To make the above example code work correctly we need our class Thing to actually implement the exepected behaviour (i.e. a bar method). If Thing doesn’t provide the expected behaviour then we can’t instantiate a subclass of Foo.

This also means that if we’re using a static analysis tool such as mypy, we could have a receiver state it expects a type of Thing and know more confidently that Thing will definitely provide the behaviour we need.

It’s important to understand that the use of an abstract class is subtly different to the use of traditional interfaces in that an interface doesn’t rely on a concrete implemention.

For example, our Thing class is a concrete implementation, and so we can’t provide the receiver with a different class (even if the other class also happened to inherit from Foo) as it won’t be equivalent to a Thing type.

Note: the mypy docs have a good detailed breakdown of how to indicate a dependency of a specific class type.

Dependency Management (with pipenv)

UPDATE 2019.12.20: I no longer use Pipenv (as per below). I’ve written an updated version of how best to handle dependencies here.

Python has historically utilised a requirements.txt file for defining the dependencies required of your program, but there are various annoying complications that go along with the traditional model of handling dependencies which has meant we have a few new players in the field to help us.

One such concern is the setting up of multiple virtual environments for the various projects we need to work on:

_XKCD: right as always_

So here are the various alternatives we have to play with in 2019:

I’ll be showing you the last tool in the list: Pipenv.

Although another alternative approach to the specific problem of virtual environments is to utilise docker containers for doing your development, but you’ll need to be comfortable using a terminal editor like Vim (unless you want to jump through some X11 hoops). Using containers also doesn’t eliminate the other issues with determining the right dependencies, so keep reading anyway.

Note: if using Docker with a terminal editor like Vim to solve this problem sounds like a good approach for you, then review an older post of mine that explains how to do that.

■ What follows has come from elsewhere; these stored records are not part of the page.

PR #26, opened 2016-08-29
Add tests

Niharika29:
These tests don't work. Several issues:
* Loading the environment variables
* If I directly input the vars for testing, it gives me errors with Guzzle
* For the last test, the function doesn't return anything


Niharika29:
The Travis tests fail because the tests need access to environment variables to run which Travis doesn't know anything about. They work fine for me locally and should be good to run on staging/prod.

Niharika29:
Ouch. The environment variables work (via encryption) but Travis can't setup the SSH tunnels we need for getting the data. :(
I'm inclined to avoid running the tests during the build entirely and run them locally when needed.

MusikAnimal:
If we really wanted to, I _think_ we could do some magic in the `before_script` of the .travis.yml ([example](https://github.com/MusikAnimal/pageviews/blob/master/.travis.yml#L12-L15)) by piping in encrypted SSH keys, and then run the ssh command to set up the ports. Probably not worth the trouble, though :)

Niharika29:
After a lot of fighting with Travis, this finally seems good to merge. Tests will have to be run locally/on labs because Travis doesn't know how to setup ssh connections to tool labs dbs.

.travis.yml
```diff
@@ -1,12 +1,16 @@
...
+- '5.5'
+- '5.6'
+- '7.0'
+- hhvm
 sudo: false
 env:
   global:
-    - COMPOSER_DISABLE_XDEBUG_WARN=1
+  - COMPOSER_DISABLE_XDEBUG_WARN=1
+  - secure: YA404m0KGuqhJiq1fy6CtveOn37gC9yqqCVKUD+pdtshiUGq0CoEWqOfgpsktayCuRqsMsW/51SlKy7sOCHlpQZAz/pfkPKI/7x2Yb0oelDy/v7fPdOFdvZZkSdE/V5CLtKBgUWl5nuySANVg73uXj0MzRmhGAnSDWLZUD406TJUcTtypyVEUedUI5l8/92rjU/apNlrj+tgs3wu0KGNs7+JStBIS0jOkSWhYfgfwrNJTwlVFQ6xoX7a+NiCQx2U4NBwAF/I2+uyi7VvQg3txnf3lV2UluoL/5tq19qjIUSwjmlwhbOM6CAe26et5gJ6o9ACv/jFIw6pFzPuBAbwv0j5r/o2IpWo/p1XdlagMmBNGOdZXfFK9VuMXCXSj9hHiIx22kMNyWeI+F2s5gWtMbKVfC/K1svRj25ddEzdu+4Thn5Lr2DaIX5G1PAHn3Fl19d2Vn8ihE9rPY+gRpUJ0Ewt/YD32IiZPcgweVOuHIMTBq2+Yoc/30IKFM6tUhCPP7xldyYKgA1X1k4beyNyB/LBV060rn9R7I41Hht6sZlGZPMJm8zJTwCpzo7KX26FdIohBasSfDGCy4oecIkx6HimsB8meYkyJFElOWgSJs4BpiX0FL4kxxc8pqzki6wNpBPCfga5Inyw0HHKmuhprTV+5wR4uvPXKR78Y0uovxY=
```
kaldari: We don't need these now, right?

PR #27, opened 2016-09-15
Add i18n

Niharika29:
* Add SimpleI18n support to project
* Extract out all message keys to en.json
* Replace all keys in twig and js by message keys
* Update README


public_html/i18n/en.json
```diff
@@ -0,0 +1,70 @@
...
+  "imageattr-font": "<a target=\"_blank\" href=\"https://fonts.google.com/specimen/Bitter?query=bitter\">Bitter font</a> released under the <a target=\"_blank\" href=\"http://scripts.sil.org/cms/scripts/page.php?site_id=nrsi&amp;id=OFL_web\">OpenFont License </a>courtesy of <a target=\"_blank\" href=\"http://huertatipografica.com/\">Huerta Tipográfica</a>.",
+  "alert-testing": "This is a staging environment. Please do not use this tool to record your reviews. For the actual CopyPatrol tool, please use <a href=\"https://tools.wmflabs.org/copypatrol/\">tools.wmflabs.org/copypatrol</a>.",
+  "js-unauthorized": "You need to be logged in to be able to review.",
+  "js-dberror": "There was an error in connecting to database.",
+  "js-undo-own-only": "You can only undo your own reviews.",
+  "js-unknown-error": "An unknown error occurred when loading results. Please try again."
```
MusikAnimal: The only thing is I would avoid including links and markup in the messages. E.g. you get rid of `footer-source` and instead just have `"source": "Source"` and our HTML, `<a href=\"https://github.com/wikimedia/PlagiabotWeb\">{{ 'source'|message }}</a>`. The markup is not translatable and there's a chance someone might unintentionally break it.

And for `footer-poweredby` you could use: `Powered by $1 and $2` since EranBot and Turnitin are also not translatable. If they are, make a separate message for `turnitin` then in our HTML:
`{{ 'footer-poweredby'|message | ( <a href="https://en.wikipedia.org/wiki/Wikipedia:Turnitin">{{ 'turnitin'|message }}</a> | <a href="https://en.wikipedia.org/wiki/User:EranBot">{{ 'EranBot'|message }}</a> }}` (this is pseudocode, not sure how SimpleI18n works)

MusikAnimal:
Trying out these Gerrrit-wannabe features on GitHub, "Changes requested" doesn't mean I'm demanding any changes!

public_html/i18n/en.json
MusikAnimal: Also it should be `https://github.com/wikimedia/CopyPatrol`

Niharika29: Updated. I also fixed some links in Image attribution modal. I didn't break it up into 12 messages but 8 instead. 
The link in footer is <code>https://github.com/wikimedia/CopPatrol</code> only. Did you see otherwise anywhere?

Niharika29: Also, simpleI18n doesn't support the sort of markup you were suggesting above so I resorted to break out the text.

MusikAnimal:
I pushed directly to your branch, hope that's OK...

A few notes that I've learned doing i18n:

* For simple words or phrases, it's probably better to not make them specific to a particular part of the interface unless you are sure the message may differ from the identical translation based on where it's located. So if we used the word "WikiProjects" somewhere else, we wouldn't have to ask for a new translation but instead use the existing "wikiprojects" message (as opposed to "form-wikiprojects" and "col-wikiprojects").
* Avoid asking for translations of proper nouns. E.g. "EranBot" is a username and would be the same in every language
* Finally, we need to add qqq documentation, like [this](https://github.com/MusikAnimal/pageviews/blob/master/messages/qqq.json). For direct translations of words, such as "login", append "\n{{Identical}}" to the end of qqq message.

Sorry if I'm being anal! I just think we should try to make it easy as possible for the translatewiki folks, they are awesome.

Other not important things:
* I used spaces to separate the pipes in the twig templates. I found this easier to read, but purely a nitpick. Maybe I should find a Twig syntax highlighter.
* JavaScript variables are by convention camelCased
* For public-facing attribution I prefer to go by MusikAnimal :)

That is the extend of my stupid quibbles!

Niharika29:
> A few notes that I've learned doing i18n:
> 
> For simple words or phrases, it's probably better to not make them specific to a particular part of the interface unless you are sure the message may differ from the identical translation based on where it's located. So if we used the word "WikiProjects" somewhere else, we wouldn't have to ask for a new translation but instead use the existing "wikiprojects" message (as opposed to "form-wikiprojects" and "col-ewikiprojects")

For Copypatrol, I think I agree. When I did i18n for Wikimania scholarships app and Grants app, it was very prone to interface changes from time to time and hence separate keys were encouraged.
> Avoid asking for translations of proper nouns. E.g. "EranBot" is a username and would be the same in every language

Got it.
> Finally, we need to add qqq documentation, like this. For direct translations of words, such as "login", append "\n{{Identical}}" to the end of qqq message.

Thanks for reminding me to do this!
> Sorry if I'm being anal! I just think we should try to make it easy as possible for the translatewiki folks, because they are awesome.

Agreed. :)
> 
> Other not important things:
> 
> I used spaces to separate the pipes in the twig templates. I found this easier to read, but purely a nitpick. Maybe I should find a Twig syntax highlighter.

I've worked with twig before for quite a while ([here, for example](https://github.com/wikimedia/wikimedia-wikimania-scholarships/blob/master/data/templates/apply.html#L158)) and never used spaces with the pipe separator. If you don't mind, I'll like to continue to have it that way.
 
> JavaScript variables are by convention camelCased

Oh, right. 
> For public-facing attribution I prefer to go by MusikAnimal :).

Will remember in future.

public_html/i18n/en.json
```diff
@@ -0,0 +1,71 @@
...
+  "footer-loadmore": "Load More",
+  "footer-nomore": "No more records!",
+  "footer-broughtby": "Brought to you by $1",
+  "footer-commtech": "Community Tech",
+  "footer-poweredby": "Powered by $1 and $2",
+  "source": "Source",
+  "phabricator": "Phabricator",
+  "footer-imageattr": "Image attribution",
+  "lboard-title": "Leaderboard",
+  "lboard-week": "Cases closed in the<br/> last 7 days",
```
kaldari: Hardcoded linebreaks don't really work for translation, since the translators won't know where to put the linebreaks to make sure things wrap correctly. Danny originally wanted this done so that all the columns lined up right, but we can probably figure out a better way to do this in a future commit. For now, let's just remove the line breaks and let the lines wrap naturally (even if they don't all line up perfectly).

public_html/i18n/en.json
```diff
@@ -0,0 +1,71 @@
...
+  "login": "Login",
+  "logout": "Logout",
+  "header-loggedin": "You are logged in as: $1",
+  "form-all": "All cases",
+  "form-open": "Open cases",
+  "form-reviewed": "Reviewed cases",
+  "form-mine": "My reviews",
+  "form-drafts": "Drafts only",
+  "wikiprojects": "Wikiprojects",
+  "form-wikiprojects-placeholder": "Type Wikiproject names...",
```
kaldari: "WikiProject" is always camelcase.

Niharika29:
I've made the fixes and rebased the patch. I took this opportunity to split out the header, footer and modal templates from the base template. The code was nearly incomprehensible. 
I've let the twig pipe spaces be because I don't mind them if that's what MusikAnimal prefers. We're nearly done with this app anyway.

src/Controllers/CopyPatrol.php
```diff
@@ -150,31 +148,29 @@ protected function handleGet() {
...
-
 		// now all external requests and database queries (except
 		// WikiProjects) have been completed, let's loop through the records
 		// once more to build the complete dataset to be rendered into view
 		foreach ( $records as $key => $record ) {
-			$editor = $editors[$record['diff']];
+				$editor = null;
+				if ( isset( $record['diff'] ) && isset( $editors[$record['diff']] ) ) {
+					$editor = $editors[$record['diff']];
+				}
```
bd808: Block overindented?

public_html/i18n/qqq.json
```diff
@@ -0,0 +1,71 @@
...
+      "Niharika Kohli",
+      "MusikAnimal",
+      "Ryan Kaldari"
+    ]
+  },
+  "name": "Title of the application/tool",
+  "documentation": "Link to documentation in header\n{{Identical|Documentation}}",
+  "feedback": "Link to feedback in header\n{{Identical|Feedback}}",
+  "leaderboard": "Link to leaderboard in header",
+  "login": "Butten label\n{{Identical|login}}",
```
bd808: "Button"

public_html/i18n/qqq.json
```diff
@@ -0,0 +1,71 @@
...
+  "review-false": "Button label to mark a record as not fixed",
+  "review-false-tooltip": "Button tooltip to show help text",
+  "review-by": "Label to indicate which user reviewed a record",
+  "history": "Link to the history page for a given page title\n{{Identical|History}}",
+  "talk": "Link to the talk page for a given page title\n{{Identical|Talk}}",
+  "contribs": "Link to the contributions history for a given page title\n{{Identical|Contributions}}",
+  "record-editcount": "Label to indicate number of edits a user has made",
+  "compare": "Button label to open a panel for text comparison between two pages",
+  "record-ithenticate": "Button label for a button to go to the original plagiarism report generated by Turnitin",
+  "record-url-text": "Label text to show amount of plagiarism.\n Parameters: $1 - Percentage of edit that was plagirized.\n $2 - Number of words plagiarized.",
```
bd808: "plagiarized"

public_html/i18n/qqq.json
```diff
@@ -0,0 +1,71 @@
...
+  "record-noeditor": "Column text shown to user when no editor was found in database for an edit",
+  "record-noeditor-tooltip": "Tooltip for a text label, shown to editor to explain why no editor could be found",
+  "record-ores": "Ores score for a record. \n Parameters: $1 - Decimal number indicating percentage score.",
+  "article": "Label shown for a text box, showing an article text. \n{{Identical|Article}}",
+  "compare-article-loading": "Temporary text shown to user while article text loads",
+  "compare-source-loading": "Temporary text shown to user while copyvio text source loads",
+  "footer-loadmore": "Label for a button to load more records.",
+  "footer-nomore": "Label to indicate no more records in database.",
+  "footer-broughtby": "Footer text to indicate authors. \n Parameters: $1 - String.",
```
bd808: $1 - List of names?

public_html/i18n/qqq.json
```diff
@@ -0,0 +1,71 @@
...
+  "footer-commtech": "Footer text - name of team.",
+  "footer-poweredby": "Footer text to highlight sources used for development. \n Parameters: $1 - String. $2 - String.",
```
bd808: "String" is not descriptive at all for a translator.

public_html/i18n/qqq.json
```diff
@@ -0,0 +1,71 @@
...
+  "lboard-month": "Column title for number of records closed last month by each person (top 10 only)",
+  "lboard-alltime": "Column title for the total number of records closed by each person (top 10 only)",
+  "lboard-back": "Button text to go back to CopyPatrol from leaderboard page",
+  "close": "Button text to close pop up box. \n{{Identical|Close}}",
+  "imageattr-title": "Title for popup box to show image attributions",
+  "imageattr-logo": "Title of logo, links to file.",
+  "public-domain": "Text as part of the attributions box",
+  "open-font-license": "Text as part of the attributions box",
+  "imageattr-paragraph1": "Text as part of the attributions box. \n Parameters: $1, $2, $3, $4 - Strings.",
+  "imageattr-paragraph2": "Text as part of the attributions box. \n Parameters: $1, $2, $3 - Strings.",
```
bd808: Again, the "Strings" description won't help a translator understand the resulting sentence/phrase.

MusikAnimal: We might want to make it clear the imageattr messages should be gender-neutral (User:Xander89 hasn't specified their gender, other proper nouns are not human) and that {{GENDER}} should not be used, since the parameters are links. In Intuition a PHP error is thrown if GENDER is used on markup, I think...

public_html/i18n/qqq.json
```diff
@@ -0,0 +1,71 @@
+{
+  "@metadata": {
+    "authors": [
+      "Niharika Kohli",
+      "MusikAnimal",
+      "Ryan Kaldari"
+    ]
+  },
+  "name": "Title of the application/tool",
```
kaldari: You may want to mark this one as optional to translate, since it's a proper noun and a translation isn't strictly needed. To mark something as optional to translate, add {{Optional}}\n to the beginning of it.

public_html/i18n/qqq.json
```diff
@@ -0,0 +1,71 @@
...
+  "documentation": "Link to documentation in header\n{{Identical|Documentation}}",
+  "feedback": "Link to feedback in header\n{{Identical|Feedback}}",
+  "leaderboard": "Link to leaderboard in header",
```
kaldari: "Leaderboard" may be tricky to understand. You might want to explain this better, like "Link to a list of the top reviewers in header".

Here are the commands necessary to install Pipenv on macOS:

brew install pyenv
pip install pipenv

Note: you’ll need Homebrew to install the pyenv command (a sub dependency) using brew, and macOS should have Python 2.7.x installed by default so you should have the pip command available already.

Here are my quick steps for setting up a new project with Pipenv:

mkdir foobar && cd foobar
pipenv --python 3.7

Note: use pyenv install --list to find out what Python versions are available to install.

Now when working on a Pipenv project:

cd foobar
pipenv shell or pipenv run python ./app.py

Note: use the shell subcommand to have your current terminal permanently use the chosen Python version (e.g. python ./app.py will work as if the current Python version is what you’ve defined), otherwise use the run subcommand to execute the given command (e.g. python ./app.py) within the chosen Python version temporarily.

You can now install dependencies specifically for the project’s specific Python environment:

pipenv install tornado==5.0.2
pipenv install --dev mypy tox flake8

Note: if you have an existing requirements.txt file, then you can generate a Pipfile from that using pipenv install -r requirements.txt, alternatively if you need to do the reverse (generate a requirements from a Pipfile): pipenv lock --requirements

Now none of these new tools are perfect, and if you want a good run down of one engineer’s perspective on them, read here.

Conclusion

That’s it. We’ve looked at how to handle dependencies with Pipenv, and how to utilise static analysis tool mypy along with type hinting to give us more confidence in our code (as well as having the code become clearer intent).

Lastly we looked at how to utilise interfaces and abstract classes to help improve the structure and safety of our code.

Along with new additions to the asyncio module (a simpler api for a start) and cleaner abstractions such as the new data classes features, the future of Python hasn’t looked brighter.